The period in r.$ is a placeholder for any possible character. In this case, since our list only contains words with five letters, this regular expression effectively means “the letter R as the next-to-last letter.”

Make another guess

As I look through my list of words to make my next guess, I want to pick an “everyday” word that has five unique letters. For example, the word creek is good, but it has two E’s. Instead, I decided to guess the word biker.

Guessing a word that has five unique letters provides me additional information about what letters might appear in the word. For example, the gray and yellow tiles tell me that the secret word does not contain the letters B or I. It does have a K in it, but not as the middle letter.

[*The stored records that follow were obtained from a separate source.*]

Issue #843, opened 2021-04-09
Monitoring Gazebo Real-Time-Factor in real time and show it on the exercise webpage


jmplaza:
Right now we already monitor Brain frequency and GUI frequency (they both also allow setting their desired frequencies through a slider). Monitoring the "simulator frequency" too may provide information about the computation status of the running exercise. For instance, is the student's computer fast enough to run the exercise? is Gazebo's performance degrading and not reaching the Rea-Time-Factor of 1?

One possible implementation for this is in the exercise.py, just running the "gz" tool ("gz stats" command), processing the results and sending them to the browser through the websocket "ws_code" (the same used for sending the measured brain frequency and the measured GUI frequency).

trunc8:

We can use grep again to further narrow down the options. As before, the first step is to eliminate any words that have B or I. This narrows the list to just over 300 possible words:

$ grep -v '[bi]' guess2b > guess3a
$ wc -l guess3a
325 guess3a

Then, filter the list to only find words with K, E, and R, but not as the last three letters. Since we already filtered the word list to only contain R and E words, we don’t need to run grep with those letters, but we need to grep for any words with K:

$ grep k guess3a | grep -v '^..k' | grep -v 'e.$' | grep -v 'r$' > guess3b
$ wc -l guess3b
9 guess3b

This brings the list down to only nine possible words:

$ cat guess3b
dreck
freck
jerky
kerch
kreng
perky
reeky
renky
wreck

Guess the word

From here, guessing the secret word within six total attempts should be pretty easy. Wordle tends to use “everyday” words, so we can pick a word like wreck for the next guess.

This is getting close! We now know the word doesn’t contain W or C, and the letters R, E, and K are in the wrong positions:

$ grep -v w guess3b | grep -v c | grep -v '^.r' | grep -v '^..e' | grep -v 'k$' > guess4a
$ wc -l guess4a
3 guess4a

This narrows down the list of possible words to just three:

$ cat guess4a
jerky
perky
renky

I’ll guess the word jerky, which happens to be correct!

Regular expressions for the win

The grep command is a powerful tool that lets you find words in a list based on regular expressions. This example shows how to use grep to help narrow down the options in a word puzzle game, but you can use grep in the same way to match other things. For example, system administrators might use grep to find errors in a log file, such as the /var/log/messages file, but only for a particular day. With grep, you can match text at the beginning of a line, the end of a line, or anywhere in between – or find lines that do not contain the text pattern. Add grep to your systems administrator “toolkit” to make your work easier.